■ WORK REQUIRED
Pull every line with "scheduled" from the entries below.

■ GIVEN RECORDS
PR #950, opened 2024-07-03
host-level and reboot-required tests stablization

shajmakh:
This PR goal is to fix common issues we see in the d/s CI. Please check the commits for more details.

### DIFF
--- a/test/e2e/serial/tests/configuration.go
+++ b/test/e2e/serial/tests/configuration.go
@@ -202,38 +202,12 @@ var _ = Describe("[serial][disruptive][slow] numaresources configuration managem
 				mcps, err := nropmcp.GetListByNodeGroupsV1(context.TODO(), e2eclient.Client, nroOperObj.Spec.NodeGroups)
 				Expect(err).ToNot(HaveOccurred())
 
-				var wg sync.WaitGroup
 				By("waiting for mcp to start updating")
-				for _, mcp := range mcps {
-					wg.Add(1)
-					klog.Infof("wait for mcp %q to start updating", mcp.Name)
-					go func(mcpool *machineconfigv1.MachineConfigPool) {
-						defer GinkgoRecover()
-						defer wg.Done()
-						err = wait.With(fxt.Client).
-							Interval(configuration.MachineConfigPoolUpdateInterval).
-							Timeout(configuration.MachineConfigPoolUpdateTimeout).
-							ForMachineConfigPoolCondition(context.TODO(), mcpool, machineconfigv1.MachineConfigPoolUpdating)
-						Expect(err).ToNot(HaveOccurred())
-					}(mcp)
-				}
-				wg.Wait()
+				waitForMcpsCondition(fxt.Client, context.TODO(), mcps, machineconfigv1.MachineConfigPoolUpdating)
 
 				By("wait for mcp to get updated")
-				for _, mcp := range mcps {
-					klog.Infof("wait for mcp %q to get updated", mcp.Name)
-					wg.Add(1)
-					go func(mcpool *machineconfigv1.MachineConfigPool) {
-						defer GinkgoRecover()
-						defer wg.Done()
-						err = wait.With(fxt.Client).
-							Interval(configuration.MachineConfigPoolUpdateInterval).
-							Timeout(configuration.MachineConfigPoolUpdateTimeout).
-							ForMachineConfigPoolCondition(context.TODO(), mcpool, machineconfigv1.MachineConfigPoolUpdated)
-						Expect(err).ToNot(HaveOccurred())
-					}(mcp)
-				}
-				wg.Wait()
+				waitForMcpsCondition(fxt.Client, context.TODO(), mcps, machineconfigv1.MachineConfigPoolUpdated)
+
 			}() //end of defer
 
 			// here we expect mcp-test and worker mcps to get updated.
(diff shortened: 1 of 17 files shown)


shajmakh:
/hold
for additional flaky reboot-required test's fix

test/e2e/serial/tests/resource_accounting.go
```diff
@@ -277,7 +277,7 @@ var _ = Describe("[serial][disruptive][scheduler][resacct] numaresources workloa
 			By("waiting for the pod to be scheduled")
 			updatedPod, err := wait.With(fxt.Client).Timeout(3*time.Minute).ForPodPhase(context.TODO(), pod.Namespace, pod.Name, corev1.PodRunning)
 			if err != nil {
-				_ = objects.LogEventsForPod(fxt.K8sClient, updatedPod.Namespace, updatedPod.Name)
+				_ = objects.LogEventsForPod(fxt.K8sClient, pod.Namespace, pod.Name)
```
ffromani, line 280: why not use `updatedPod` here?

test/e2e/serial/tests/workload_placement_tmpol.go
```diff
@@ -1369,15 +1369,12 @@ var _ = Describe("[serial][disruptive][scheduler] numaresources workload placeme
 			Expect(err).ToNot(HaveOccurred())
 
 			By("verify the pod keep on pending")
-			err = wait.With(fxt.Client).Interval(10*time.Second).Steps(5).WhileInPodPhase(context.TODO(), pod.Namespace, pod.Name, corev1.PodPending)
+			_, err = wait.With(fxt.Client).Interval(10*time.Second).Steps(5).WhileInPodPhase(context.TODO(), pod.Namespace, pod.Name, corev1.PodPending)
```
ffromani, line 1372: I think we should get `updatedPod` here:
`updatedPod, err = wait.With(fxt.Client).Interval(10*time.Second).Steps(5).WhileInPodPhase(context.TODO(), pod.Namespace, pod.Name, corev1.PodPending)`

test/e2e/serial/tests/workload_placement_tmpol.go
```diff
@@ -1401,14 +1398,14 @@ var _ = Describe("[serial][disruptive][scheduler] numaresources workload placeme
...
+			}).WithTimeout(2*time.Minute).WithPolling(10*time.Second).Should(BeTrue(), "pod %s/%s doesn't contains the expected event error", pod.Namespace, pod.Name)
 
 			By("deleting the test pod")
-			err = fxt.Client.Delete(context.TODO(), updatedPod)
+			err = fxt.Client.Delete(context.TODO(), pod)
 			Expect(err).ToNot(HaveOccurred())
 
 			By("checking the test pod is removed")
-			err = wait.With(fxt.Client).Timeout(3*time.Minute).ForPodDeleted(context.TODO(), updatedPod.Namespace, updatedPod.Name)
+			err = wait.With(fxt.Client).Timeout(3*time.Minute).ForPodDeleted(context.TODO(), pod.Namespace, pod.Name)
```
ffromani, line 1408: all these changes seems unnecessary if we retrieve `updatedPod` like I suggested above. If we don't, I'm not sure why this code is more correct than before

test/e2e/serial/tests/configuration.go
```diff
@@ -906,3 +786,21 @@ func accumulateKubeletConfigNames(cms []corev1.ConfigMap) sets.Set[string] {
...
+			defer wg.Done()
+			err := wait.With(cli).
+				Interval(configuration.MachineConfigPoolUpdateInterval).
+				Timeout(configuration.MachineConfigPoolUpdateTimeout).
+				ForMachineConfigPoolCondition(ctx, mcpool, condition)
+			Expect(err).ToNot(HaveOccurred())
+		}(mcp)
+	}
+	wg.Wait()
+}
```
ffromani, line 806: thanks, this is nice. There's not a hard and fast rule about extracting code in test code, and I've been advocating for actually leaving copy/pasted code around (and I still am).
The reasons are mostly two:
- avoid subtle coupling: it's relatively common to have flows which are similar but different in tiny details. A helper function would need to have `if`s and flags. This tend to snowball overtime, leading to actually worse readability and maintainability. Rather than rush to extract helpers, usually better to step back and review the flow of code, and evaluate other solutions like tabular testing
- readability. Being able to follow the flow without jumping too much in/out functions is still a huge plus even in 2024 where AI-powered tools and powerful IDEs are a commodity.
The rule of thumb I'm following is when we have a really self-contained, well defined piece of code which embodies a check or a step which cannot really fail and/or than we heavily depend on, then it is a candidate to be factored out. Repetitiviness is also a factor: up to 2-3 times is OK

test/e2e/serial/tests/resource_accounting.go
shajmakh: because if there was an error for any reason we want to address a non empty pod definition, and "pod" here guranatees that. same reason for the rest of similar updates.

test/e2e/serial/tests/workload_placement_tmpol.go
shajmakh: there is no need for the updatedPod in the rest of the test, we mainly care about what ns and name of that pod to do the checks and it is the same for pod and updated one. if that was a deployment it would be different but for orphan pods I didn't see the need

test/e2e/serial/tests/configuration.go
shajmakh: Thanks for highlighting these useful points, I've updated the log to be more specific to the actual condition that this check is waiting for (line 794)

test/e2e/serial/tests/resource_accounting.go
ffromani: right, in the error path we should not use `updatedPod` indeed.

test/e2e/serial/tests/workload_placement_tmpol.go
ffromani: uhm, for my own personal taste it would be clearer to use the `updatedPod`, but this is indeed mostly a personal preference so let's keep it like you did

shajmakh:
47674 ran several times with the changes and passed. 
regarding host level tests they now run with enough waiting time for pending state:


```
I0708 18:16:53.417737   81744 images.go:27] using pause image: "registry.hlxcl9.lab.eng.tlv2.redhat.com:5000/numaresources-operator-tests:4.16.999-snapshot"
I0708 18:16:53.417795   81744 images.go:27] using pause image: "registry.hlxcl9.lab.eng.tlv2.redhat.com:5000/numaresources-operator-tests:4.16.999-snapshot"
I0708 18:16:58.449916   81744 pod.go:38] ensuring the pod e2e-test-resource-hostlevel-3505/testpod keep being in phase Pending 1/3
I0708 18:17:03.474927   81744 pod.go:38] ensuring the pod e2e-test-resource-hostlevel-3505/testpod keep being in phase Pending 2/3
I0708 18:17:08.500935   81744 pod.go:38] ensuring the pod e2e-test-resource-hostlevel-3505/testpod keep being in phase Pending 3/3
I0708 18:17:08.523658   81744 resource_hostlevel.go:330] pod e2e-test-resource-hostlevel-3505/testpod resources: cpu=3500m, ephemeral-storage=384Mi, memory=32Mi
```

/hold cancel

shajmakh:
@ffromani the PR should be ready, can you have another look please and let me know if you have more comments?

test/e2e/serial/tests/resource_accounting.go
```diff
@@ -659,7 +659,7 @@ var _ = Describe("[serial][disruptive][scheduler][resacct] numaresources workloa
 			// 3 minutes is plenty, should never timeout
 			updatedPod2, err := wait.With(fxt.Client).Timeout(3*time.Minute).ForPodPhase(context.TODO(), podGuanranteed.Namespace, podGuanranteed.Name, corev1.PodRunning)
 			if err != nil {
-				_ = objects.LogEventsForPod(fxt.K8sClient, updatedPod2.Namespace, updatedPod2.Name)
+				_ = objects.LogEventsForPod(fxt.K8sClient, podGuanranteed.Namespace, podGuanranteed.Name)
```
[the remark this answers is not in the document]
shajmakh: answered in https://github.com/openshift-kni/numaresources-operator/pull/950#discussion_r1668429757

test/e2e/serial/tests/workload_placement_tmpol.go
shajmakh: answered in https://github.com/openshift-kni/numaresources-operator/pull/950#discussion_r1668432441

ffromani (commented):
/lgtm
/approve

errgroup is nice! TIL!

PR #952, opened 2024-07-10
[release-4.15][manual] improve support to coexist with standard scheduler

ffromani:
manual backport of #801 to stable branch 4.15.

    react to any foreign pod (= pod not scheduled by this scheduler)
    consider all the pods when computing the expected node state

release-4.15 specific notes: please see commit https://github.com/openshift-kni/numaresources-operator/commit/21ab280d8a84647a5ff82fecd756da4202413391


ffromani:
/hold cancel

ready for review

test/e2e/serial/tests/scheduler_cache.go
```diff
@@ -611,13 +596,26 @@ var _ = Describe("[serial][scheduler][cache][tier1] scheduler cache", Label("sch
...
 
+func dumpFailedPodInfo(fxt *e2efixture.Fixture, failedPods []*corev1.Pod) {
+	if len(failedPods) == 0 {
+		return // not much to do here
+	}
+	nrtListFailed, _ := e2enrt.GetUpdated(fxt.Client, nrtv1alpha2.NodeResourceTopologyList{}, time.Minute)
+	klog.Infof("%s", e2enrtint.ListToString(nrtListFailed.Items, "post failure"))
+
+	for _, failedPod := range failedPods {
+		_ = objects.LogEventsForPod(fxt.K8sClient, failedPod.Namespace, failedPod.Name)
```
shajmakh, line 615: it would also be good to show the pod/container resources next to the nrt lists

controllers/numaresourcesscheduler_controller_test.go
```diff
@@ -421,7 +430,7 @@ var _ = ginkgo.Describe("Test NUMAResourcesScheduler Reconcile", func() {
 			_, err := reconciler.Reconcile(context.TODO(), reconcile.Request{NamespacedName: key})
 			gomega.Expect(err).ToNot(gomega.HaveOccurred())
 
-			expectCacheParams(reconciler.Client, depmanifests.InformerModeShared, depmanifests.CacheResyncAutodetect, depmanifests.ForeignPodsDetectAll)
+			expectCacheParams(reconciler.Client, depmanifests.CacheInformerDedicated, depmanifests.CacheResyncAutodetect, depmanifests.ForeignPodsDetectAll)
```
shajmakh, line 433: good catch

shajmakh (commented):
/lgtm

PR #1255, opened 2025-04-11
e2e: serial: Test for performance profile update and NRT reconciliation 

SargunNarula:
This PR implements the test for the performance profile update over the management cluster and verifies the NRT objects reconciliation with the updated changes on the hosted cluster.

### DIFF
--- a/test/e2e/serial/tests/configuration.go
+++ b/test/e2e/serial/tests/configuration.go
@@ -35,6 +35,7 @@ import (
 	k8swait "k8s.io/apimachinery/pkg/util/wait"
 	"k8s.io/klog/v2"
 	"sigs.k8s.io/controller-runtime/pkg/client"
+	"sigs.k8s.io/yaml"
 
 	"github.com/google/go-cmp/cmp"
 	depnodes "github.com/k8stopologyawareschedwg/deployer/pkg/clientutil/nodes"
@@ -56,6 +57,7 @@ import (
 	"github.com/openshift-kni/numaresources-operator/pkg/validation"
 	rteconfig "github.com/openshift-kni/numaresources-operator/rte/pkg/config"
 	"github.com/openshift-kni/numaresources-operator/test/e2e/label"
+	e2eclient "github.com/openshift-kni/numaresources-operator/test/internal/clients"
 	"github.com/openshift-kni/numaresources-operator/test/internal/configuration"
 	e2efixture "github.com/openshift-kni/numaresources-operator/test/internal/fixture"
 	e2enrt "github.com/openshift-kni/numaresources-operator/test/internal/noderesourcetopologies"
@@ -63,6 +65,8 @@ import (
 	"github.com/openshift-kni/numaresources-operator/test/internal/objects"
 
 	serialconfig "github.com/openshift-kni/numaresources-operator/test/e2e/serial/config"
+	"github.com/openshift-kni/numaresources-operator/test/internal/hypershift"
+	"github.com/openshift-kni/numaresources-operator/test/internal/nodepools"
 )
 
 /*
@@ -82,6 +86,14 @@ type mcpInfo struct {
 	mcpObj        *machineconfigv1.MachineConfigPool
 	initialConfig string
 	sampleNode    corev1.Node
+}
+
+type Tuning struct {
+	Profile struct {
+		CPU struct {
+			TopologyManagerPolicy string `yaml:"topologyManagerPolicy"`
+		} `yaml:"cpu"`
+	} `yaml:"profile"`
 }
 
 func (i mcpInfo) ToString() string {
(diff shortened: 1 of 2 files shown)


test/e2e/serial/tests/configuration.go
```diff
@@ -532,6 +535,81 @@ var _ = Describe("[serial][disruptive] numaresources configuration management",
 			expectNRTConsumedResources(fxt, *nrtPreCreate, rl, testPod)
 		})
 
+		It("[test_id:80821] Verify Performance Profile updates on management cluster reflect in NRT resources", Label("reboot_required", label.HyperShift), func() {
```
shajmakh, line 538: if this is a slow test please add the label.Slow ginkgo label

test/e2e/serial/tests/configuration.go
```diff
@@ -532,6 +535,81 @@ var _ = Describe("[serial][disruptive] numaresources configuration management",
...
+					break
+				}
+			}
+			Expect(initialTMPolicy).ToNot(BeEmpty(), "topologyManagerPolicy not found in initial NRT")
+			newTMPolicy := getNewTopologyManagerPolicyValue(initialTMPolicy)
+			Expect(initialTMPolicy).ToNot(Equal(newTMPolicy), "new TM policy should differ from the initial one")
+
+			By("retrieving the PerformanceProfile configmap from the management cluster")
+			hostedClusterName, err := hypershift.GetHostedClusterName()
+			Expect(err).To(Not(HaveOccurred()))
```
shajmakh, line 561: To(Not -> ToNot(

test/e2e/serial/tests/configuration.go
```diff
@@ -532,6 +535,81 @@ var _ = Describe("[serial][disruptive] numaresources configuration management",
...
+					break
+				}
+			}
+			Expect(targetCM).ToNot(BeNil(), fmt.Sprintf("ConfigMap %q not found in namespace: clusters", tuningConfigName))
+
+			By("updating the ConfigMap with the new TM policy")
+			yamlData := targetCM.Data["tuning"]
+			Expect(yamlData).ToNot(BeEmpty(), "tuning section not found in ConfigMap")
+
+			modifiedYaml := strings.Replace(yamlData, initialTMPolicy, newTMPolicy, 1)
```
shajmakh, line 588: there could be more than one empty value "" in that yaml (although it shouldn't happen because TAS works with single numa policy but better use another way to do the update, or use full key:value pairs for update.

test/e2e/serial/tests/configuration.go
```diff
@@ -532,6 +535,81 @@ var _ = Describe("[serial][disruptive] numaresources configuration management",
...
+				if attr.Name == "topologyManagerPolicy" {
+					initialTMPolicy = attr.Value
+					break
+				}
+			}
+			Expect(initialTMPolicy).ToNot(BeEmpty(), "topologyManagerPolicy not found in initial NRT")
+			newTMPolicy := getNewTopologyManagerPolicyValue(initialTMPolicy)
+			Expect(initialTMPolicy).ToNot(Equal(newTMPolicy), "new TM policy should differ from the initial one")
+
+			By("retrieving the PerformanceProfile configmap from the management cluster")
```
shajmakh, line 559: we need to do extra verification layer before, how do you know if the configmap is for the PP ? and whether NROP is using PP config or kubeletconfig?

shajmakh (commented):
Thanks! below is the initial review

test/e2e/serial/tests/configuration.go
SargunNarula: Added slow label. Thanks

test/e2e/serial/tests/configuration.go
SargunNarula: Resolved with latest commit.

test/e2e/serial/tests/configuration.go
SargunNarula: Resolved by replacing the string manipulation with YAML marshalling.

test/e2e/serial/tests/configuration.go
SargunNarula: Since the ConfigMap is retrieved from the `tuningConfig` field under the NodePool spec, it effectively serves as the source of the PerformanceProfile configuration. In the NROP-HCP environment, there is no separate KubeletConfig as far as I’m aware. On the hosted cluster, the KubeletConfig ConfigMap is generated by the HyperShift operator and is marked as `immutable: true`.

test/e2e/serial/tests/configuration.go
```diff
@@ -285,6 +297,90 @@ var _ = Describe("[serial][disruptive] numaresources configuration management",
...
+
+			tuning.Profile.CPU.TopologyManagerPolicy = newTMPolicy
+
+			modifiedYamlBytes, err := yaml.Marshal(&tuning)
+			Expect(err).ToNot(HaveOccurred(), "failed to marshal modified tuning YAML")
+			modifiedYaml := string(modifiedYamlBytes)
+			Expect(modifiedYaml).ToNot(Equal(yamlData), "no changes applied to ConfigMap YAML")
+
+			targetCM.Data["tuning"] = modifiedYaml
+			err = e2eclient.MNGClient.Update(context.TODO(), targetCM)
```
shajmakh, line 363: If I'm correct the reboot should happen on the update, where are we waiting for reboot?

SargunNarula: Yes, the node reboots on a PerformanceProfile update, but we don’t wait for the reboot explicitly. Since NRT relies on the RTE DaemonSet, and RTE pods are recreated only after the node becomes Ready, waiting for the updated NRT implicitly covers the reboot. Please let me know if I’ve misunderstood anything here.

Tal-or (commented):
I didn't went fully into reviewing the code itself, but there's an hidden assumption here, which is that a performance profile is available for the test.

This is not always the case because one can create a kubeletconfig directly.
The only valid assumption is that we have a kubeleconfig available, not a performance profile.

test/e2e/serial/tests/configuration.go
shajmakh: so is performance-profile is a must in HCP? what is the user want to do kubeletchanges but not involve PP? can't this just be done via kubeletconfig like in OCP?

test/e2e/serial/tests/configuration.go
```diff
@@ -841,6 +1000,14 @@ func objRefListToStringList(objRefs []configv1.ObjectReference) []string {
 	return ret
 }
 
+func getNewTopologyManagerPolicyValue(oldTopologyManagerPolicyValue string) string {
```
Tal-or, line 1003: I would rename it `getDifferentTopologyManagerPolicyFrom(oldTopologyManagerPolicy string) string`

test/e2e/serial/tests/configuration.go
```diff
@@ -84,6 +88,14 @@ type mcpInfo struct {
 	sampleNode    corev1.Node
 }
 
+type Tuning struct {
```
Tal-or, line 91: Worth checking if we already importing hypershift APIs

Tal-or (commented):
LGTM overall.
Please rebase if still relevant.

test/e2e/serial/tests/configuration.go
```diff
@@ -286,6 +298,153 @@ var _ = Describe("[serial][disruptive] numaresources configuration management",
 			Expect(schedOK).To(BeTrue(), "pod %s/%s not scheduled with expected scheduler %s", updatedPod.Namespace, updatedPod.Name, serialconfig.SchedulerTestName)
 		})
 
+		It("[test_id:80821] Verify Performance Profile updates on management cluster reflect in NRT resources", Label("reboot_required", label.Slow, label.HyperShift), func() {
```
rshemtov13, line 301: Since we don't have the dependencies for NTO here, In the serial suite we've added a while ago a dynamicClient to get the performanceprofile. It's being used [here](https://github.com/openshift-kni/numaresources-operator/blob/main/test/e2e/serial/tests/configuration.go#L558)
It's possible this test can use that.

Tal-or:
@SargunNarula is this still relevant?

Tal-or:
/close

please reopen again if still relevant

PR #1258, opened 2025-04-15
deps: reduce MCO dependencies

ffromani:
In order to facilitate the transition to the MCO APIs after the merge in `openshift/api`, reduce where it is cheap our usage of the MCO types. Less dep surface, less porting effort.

■ TASK RESULT
 			By("waiting for the pod to be scheduled")
    react to any foreign pod (= pod not scheduled by this scheduler)
 			Expect(schedOK).To(BeTrue(), "pod %s/%s not scheduled with expected scheduler %s", updatedPod.Namespace, updatedPod.Name, serialconfig.SchedulerTestName)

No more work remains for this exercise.